Migration of services and hosts

Yesterday I carried out the upgrade of a Debian host from Squeeze to Wheezy for a friend. I like doing odd-jobs like this as they're generally painless, and when there are problems it is a fun learning experience.

I accidentally forgot to check on the status of the MySQL server on that particular host, which was a little embarassing, but later put together a reasonably thorough serverspec recipe to describe how the machine should be setup, which will avoid that problem in the future - Introduction/tutorial here.

The more I use serverspec the more I like it. My own personal servers have good rules now:

shelob ~/Repos/git.steve.org.uk/server/testing $ make
..
Finished in 1 minute 6.53 seconds
362 examples, 0 failures

Slow, but comprehensive.

In other news I've now migrated every single one of my personal mercurial repositories over to git. I didn't have a particular reason for doing that, but I've started using git more and more for collaboration with others and using two systems felt like an annoyance.

That means I no longer have to host two different kinds of repositories, and I can use the excellent gitbucket software on my git repository host.

Needless to say I wrote a policy for this host too:

#
#  The host should be wheezy.
#
describe command("lsb_release -d") do
  its(:stdout) { should match /wheezy/ }
end


#
# Our gitbucket instance should be running, under runit.
#
describe supervise('gitbucket') do
  its(:status) { should eq 'run' }
end

#
# nginx will proxy to our back-end
#
describe service('nginx') do
  it { should be_enabled   }
  it { should be_running   }
end
describe port(80) do
  it { should be_listening }
end

#
#  Host should resolve
#
describe host("git.steve.org.uk" ) do
  it { should be_resolvable.by('dns') }
end

Simple stuff, but being able to trigger all these kind of tests, on all my hosts, with one command, is very reassuring.

Syndicated 2014-08-29 13:28:28 from Steve Kemp's Blog

25 Aug 2014 (updated 29 Aug 2014 at 13:13 UTC) »

Updates on git-hosting and load-balancing

To round up the discussion of the Debian Administration site yesterday I flipped the switch on the load-balancing.
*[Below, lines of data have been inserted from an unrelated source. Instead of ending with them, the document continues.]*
PR #3689, opened 2021-09-21
Handle stripe loading failure more gracefully

ryanjduffy:
## Summary

Displays an error message when unable to add a new payment method because the stripe library fails to load

## Notes

I tried to create a replay of this but it seems gecko doesn't respect resource blocking when recording! Creating an issue for that too.

### DIFF
--- a/src/ui/components/shared/WorkspaceSettingsModal/WorkspaceSubscription.tsx
+++ b/src/ui/components/shared/WorkspaceSettingsModal/WorkspaceSubscription.tsx
@@ -1,5 +1,5 @@
 import classNames from "classnames";
-import React, { useState } from "react";
+import React, { useEffect, useState } from "react";
 import { Elements, CardElement, useStripe, useElements } from "@stripe/react-stripe-js";
 import { loadStripe } from "@stripe/stripe-js";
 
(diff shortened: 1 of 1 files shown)


src/ui/components/shared/WorkspaceSettingsModal/WorkspaceSubscription.tsx
```diff
@@ -187,7 +192,9 @@ const getValue = (form: HTMLFormElement, field: string) => {
 
 function AddPaymentMethod({ onDone, workspaceId }: { onDone: () => void; workspaceId: string }) {
   const [saving, setSaving] = useState(false);
-  const [error, setError] = useState<string>();
+  const [error, setError] = useState<string | undefined>(
+    stripeLoadFailed ? "Unable to add a payment method at this time." : undefined
```
hbenl, line 196: If the component is rendered before the `stripePromise` is rejected, `error` won't get updated, so no error will be shown in the UI (only the console will show "Failed to load stripe").

hbenl (changes requested):

src/ui/components/shared/WorkspaceSettingsModal/WorkspaceSubscription.tsx
ryanjduffy: :+1: I've pushed the promise handling into an effect which I think should address this but I wasn't able to test this specific scenario well.

hbenl (approved):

Rather than this:

  https -> pound \
                  \
  http  -------------> varnish  --> apache

We now have the simpler route for all requests:

http  -> haproxy -> apache
https -> haproxy -> apache

This means we have one less HTTP-request for all incoming secure connections, and these days secure connections are preferred since a Strict-Transport-Security header is set.

In other news I've been juggling git repositories; I've setup an installation of GitBucket on my git-host. My personal git repository used to contain some private repositories and some mirrors.
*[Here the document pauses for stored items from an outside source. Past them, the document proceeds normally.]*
PR #3708, opened 2021-09-22
Show "Loading..." in the console while evaluating (#2698)

hbenl:


ryanjduffy:
fyi - @jonbell-lot23 - This relates to user feedback when there is some sort of slower-than-expected performance.

ryanjduffy (approved):
I think this is a good improvement. It would be nice to defer the loading placeholder for a little bit to avoid the flash for short evaluations but I think that could come later (along with any other UX magic that Jon might offer).

jonbell-lot23:
Agree @ryanjduffy and @hbenl . I use UX powers of ten for this: https://www.nngroup.com/articles/powers-of-10-time-scales-in-ux/

I'd set a delay of one second before it appears. This means 2+2 won't show a flash, but more complex interactions will. We might find that one second is too long in practice, but it's a good starting point.

ryanjduffy:
I'd be curious what our current p90 is for evaluation times. Could inform our delay timing

Issue #3466, opened 2021-09-07
ReactDevTools: highlight and pick components


hbenl:
- when the user hovers over a component, the ReactDevTools frontend sends a `highlightNativeElement` event with a `rendererID` and an `id`
- when the user clicks the component picker, the frontend sends `startInspectingNative`/`stopInspectingNative` events
- to get the DOM nodes for a component, we can evaluate `__REACT_DEVTOOLS_GLOBAL_HOOK__.rendererInterfaces.get(rendererID).findNativeNodesForFiberID(id)`
- to get the entire component tree:
  - get the IDs of the root components using `store._roots`
  - get the child component IDs for a component with `id` using `store._idToElement.get(id).children`

hbenl:
#3709 only highlights components on hover, picking components is TBD.

PR #3709, opened 2021-09-22
Highlight react components on hover (#3466)

hbenl:


src/ui/components/SecondaryToolbox/ReactDevTools.tsx
```diff
@@ -34,28 +41,70 @@ class ReplayWall implements Wall {
...
+        const nodeFront = response.returned.getNodeFront();
+        if (!nodeFront) {
+          return;
+        }
+
+        await nodeFront.ensureLoaded();
+        if (!this.isHighlightedElementID(rendererID, id)) {
+          return;
+        }
+
```
ryanjduffy, line 98: Why three separate early returns along with the duplicate `isHighlightedElementId()` call? Maybe simplify to

```ts
        const nodeFront = response.returned?.getNodeFront();
        await nodeFront?.ensureLoaded();
        if (!nodeFront || !this.isHighlightedElementID(rendererID, id)) {
          return;
        }
```

ryanjduffy (approved):
Looks good, @hbenl! One simplification idea below but otherwise :shipit:

jasonLaster:
@hbenl can you include a replay? It'd be fun to see the new code here.

Also, this feels like something that would be good to cover with an end-to-end test. Even if we can't assess the canvas we can still listen for something that triggers a test pass/failure. For instance tests could listen for Canvas commands or something like that...

src/ui/components/SecondaryToolbox/ReactDevTools.tsx
hbenl: `isHighlightedElement()` is used to check if the user still hovers over the same component in ReactDevTools. If he doesn't, we want to avoid unnecessary work (`nodeFront.ensureLoaded()` sends 5 requests to the backend). Imagine if the user quickly moves the mouse across the component tree, hitting 20 components: without the first `isHighlightedElement()` check, we'd be sending 100 unnecessary requests to the backend, with the first check most of that work will be avoided.
The `if (!nodeFront)` check isn't necessary though, so I simplified it as suggested.

hbenl:
Here's a recording: https://app.replay.io/recording/eccbaf62-fbdb-4fc5-a1ce-05ce601a004f
It also shows the first `isHighlightedElement()` check at work.

hbenl:
> Also, this feels like something that would be good to cover with an end-to-end test.

@jasonLaster see #3718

Now it contains mirrors of most things on github, as well as many more private repositories.

The main reason for the switch was to get a prettier interface and bug-tracker support.

A side-benefit is that I can use "groups" to organize repositories, so for example:

Most of those are mirrors of the github repositories, but some are new. When signed in I see more sources, for example the source to http://steve.org.uk.
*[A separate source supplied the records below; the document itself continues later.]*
PR #3948, opened 2021-10-09
Handle failed repaintGraphics

### LINKED ISSUE #3900: Clicking on timeline does not update video until Play is pressed
**Steps to Reproduce:**

1. Open a recording
2. Press play to the point where you can see an image
3. Click on the timeline somewhere later in the recording

**Expected Result:**

Image should update to reflect the state at the point in time you clicked. It appears to continue to display whatever image was there before until you press Play again.

**Additional Context:**

* Screenshots:
* Video (Loom):
* Replay:

jasonLaster:
This adds support for catching failed repaintGraphics commands painting the closest graphics. fixes #3900 

before: [replay](https://app.replay.io/recording/d3d01584-4b52-4a3b-8eb6-9c34e40319aa?point=8762000950135628567926910023107222&time=3924.6592465753424&hasFrames=true#)
after: [replay](https://app.replay.io/recording/25166723-69c5-43ca-8287-b277ae505b02?point=13954297809385237553354531699427275&time=8415.865964625295&hasFrames=true)

### DIFF
--- a/src/protocol/graphics.ts
+++ b/src/protocol/graphics.ts
@@ -239,19 +239,26 @@ export function setupGraphics(store: UIStore) {
     assert(pause);
 
     const rv = await pause.repaintGraphics();
-    if (pause === ThreadFront.currentPause && rv) {
-      const { mouse } = await getGraphicsAtTime(ThreadFront.currentTime);
-      let { description, screenShot } = rv;
-      if (screenShot) {
-        repaintedScreenshots.set(description.hash, screenShot);
-      } else {
-        screenShot = repaintedScreenshots.get(description.hash);
-        if (!screenShot) {
-          console.error("Missing repainted screenshot", description);
-          return;
+    if (pause === ThreadFront.currentPause) {
+      // First try to use the new graphics,
+      // then fallback to the most recent graphics.
+      if (rv) {
+        const { mouse } = await getGraphicsAtTime(ThreadFront.currentTime);
+        let { description, screenShot } = rv;
+        if (screenShot) {
+          repaintedScreenshots.set(description.hash, screenShot);
+        } else {
+          screenShot = repaintedScreenshots.get(description.hash);
+          if (!screenShot) {
+            console.error("Missing repainted screenshot", description);
+            return;
+          }
         }
+        paintGraphics(screenShot, mouse);
+      } else {
+        const { screen, mouse } = await getGraphicsAtTime(ThreadFront.currentTime);
+        paintGraphics(screen, mouse);
       }
-      paintGraphics(screenShot, mouse);
     }
   });
 }


src/protocol/graphics.ts
```diff
@@ -238,20 +238,28 @@ export function setupGraphics(store: UIStore) {
...
+          screenShot = repaintedScreenshots.get(description.hash);
+          if (!screenShot) {
+            console.error("Missing repainted screenshot", description);
+            return;
+          }
         }
+        paintGraphics(screenShot, mouse);
+      }
+    } catch (e) {
+      if (e.code == 33) {
```
jasonLaster, line 258: I'm not sure if we're exporting protocol error constants

bhackett1024: Using a constant 33 is fine, but this needs a comment.

src/protocol/graphics.ts
```diff
@@ -238,20 +238,28 @@ export function setupGraphics(store: UIStore) {
...
+        const { screen, mouse } = await getGraphicsAtTime(ThreadFront.currentTime);
+        paintGraphics(screen, mouse);
+        Video.seek(ThreadFront.currentTime);
```
bhackett1024, line 261: Why is this call needed?  It's not called in the non-exceptional case and seems like it shouldn't be needed here.

src/protocol/thread/pause.ts
```diff
@@ -484,6 +484,7 @@ export class Pause {
       rv = await this.sendMessage(client.DOM.repaintGraphics, {});
     } catch (e) {
       console.error("DOM.repaintGraphics failed", e);
+      throw e;
```
bhackett1024, line 487: This change isn't necessary, as the caller can test for null.  This change is also incorrect, because the repaintGraphicsWaiter won't get resolved and later calls to repaint the graphics will get stuck waiting forever.

src/protocol/graphics.ts
```diff
@@ -238,20 +238,28 @@ export function setupGraphics(store: UIStore) {
...
+            console.error("Missing repainted screenshot", description);
+            return;
+          }
         }
+        paintGraphics(screenShot, mouse);
+      }
+    } catch (e) {
+      if (e.code == 33) {
+        const { screen, mouse } = await getGraphicsAtTime(ThreadFront.currentTime);
+        paintGraphics(screen, mouse);
```
bhackett1024, line 260: It isn't always valid to paint these graphics at this point.  If we await on the repaint, the user navigates somewhere else, and then the repaint throws, we can't update the graphics.  This is what the "if (pause === ...)" block above is for.

src/protocol/graphics.ts
```diff
@@ -238,20 +238,28 @@ export function setupGraphics(store: UIStore) {
...
-      if (screenShot) {
-        repaintedScreenshots.set(description.hash, screenShot);
-      } else {
-        screenShot = repaintedScreenshots.get(description.hash);
-        if (!screenShot) {
-          console.error("Missing repainted screenshot", description);
-          return;
+    try {
+      const rv = await pause.repaintGraphics();
+      if (pause === ThreadFront.currentPause && rv) {
```
bhackett1024, line 243: A null rv means that repainting failed.  So, instead of throwing an exception we can just add logic that runs in the !rv case.

bhackett1024 (changes requested):

src/protocol/graphics.ts
```diff
@@ -239,19 +239,25 @@ export function setupGraphics(store: UIStore) {
...
+          repaintedScreenshots.set(description.hash, screenShot);
+        } else {
+          screenShot = repaintedScreenshots.get(description.hash);
+          if (!screenShot) {
+            console.error("Missing repainted screenshot", description);
+            return;
+          }
         }
+        paintGraphics(screenShot, mouse);
+      } else if (rv === null) {
```
bhackett1024, line 256: This can just be an "else" branch, there aren't other meaningful falsey values and when repainting we always want to paint *something* if we can.

src/protocol/graphics.ts
```diff
@@ -239,19 +239,25 @@ export function setupGraphics(store: UIStore) {
...
-      let { description, screenShot } = rv;
-      if (screenShot) {
-        repaintedScreenshots.set(description.hash, screenShot);
-      } else {
-        screenShot = repaintedScreenshots.get(description.hash);
-        if (!screenShot) {
-          console.error("Missing repainted screenshot", description);
-          return;
+    if (pause === ThreadFront.currentPause) {
+      if (rv) {
```
bhackett1024, line 243: This needs a brief comment describing what's going on.

src/protocol/graphics.ts
bhackett1024: This call needs to be removed.  It isn't used in the other branch so it doesn't belong here.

I've been pleased with the setup and performance, though I had to add some caching and some other magic at the nginx level to provide /robots.txt, etc, which are not otherwise present.

I'm not abandoning github, but I will no longer be using it for private repositories (I was gifted a free subscription a year or three ago), and nor will I post things there exclusively.

If a single canonical source location is required for a repository it will be one that I control, maintain, and host.

I don't expect I'll give people commit access on this mirror, but it is certainly possible. In the past I've certainly given people access to private repositories for collaboration, etc.

Syndicated 2014-08-25 08:16:33 (Updated 2014-08-29 13:13:43) from Steve Kemp's Blog

Updating Debian Administration, the code

So I previously talked about the setup behind Debian Administration, and my complaints about the slownes.

The previous post talked about the logical setup, and the hardware. This post talks about the more interesting thing. The code.

The code behind the site was originally written by Denny De La Haye. I found it and reworked it a lot, most obviously adding structure and test cases.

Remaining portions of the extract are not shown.